Thanks to these innovations, the Smart Certificate platform is able to guarantee:
- The identity of the institution
- The content of each certified document
- Respect for the privacy of recipients
- The inalterability of Smart Certificate documents
Special protection of private data
Security and privacy protection have always been N°1 priority since the conception of the Smart Certificate platform, via a specific architecture to protect recipients’ private data and their documents.
The scope of the proposed architecture makes it possible to protect documents until they are activated by the recipient by keeping them encrypted while ensuring that decryption keys are not stored on the issuing server. This constraint ensures that:
- the ownership of the data remains in the hands of the organization and the recipient.

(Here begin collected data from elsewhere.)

PR #4819, opened 2021-09-01
feat(delegation): ux fix for nationalId input in grant access

darrikonn:
# UX fix for nationalId input in grant access 

https://www.notion.so/No-action-when-kennitala-is-wrong-5a15ea7d34924bb6aa48fb8a5a7762ee
https://www.notion.so/A-gangshafi-field-seems-to-be-editable-0e7780b0bbe34fc5949674ab449c10f5

## What

* Better error handling for incorrect nationalId
* Fix UX when fetching and displaying user's name based on nationalId

### v1
natid

### v2
v7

- any external intrusion (even unlikely) could only ever give access to data encrypted with strong encryption algorithms.
- to respect the European legislative framework in the field of private data law.
The architecture implemented also makes it possible to provide an authenticated document, allowing the third-party verifier to ensure that the document received by the recipient was actually issued by the Smart Certificate platform and has not been subsequently modified.
In addition to the security architecture put in place to protect private data, the Smart Certificate platform uses the most advanced Internet security technologies. Aware of the sensitivity of the data handled by the platform, we have specified and implemented a security bulwark around our data processing, communication channels and storage system.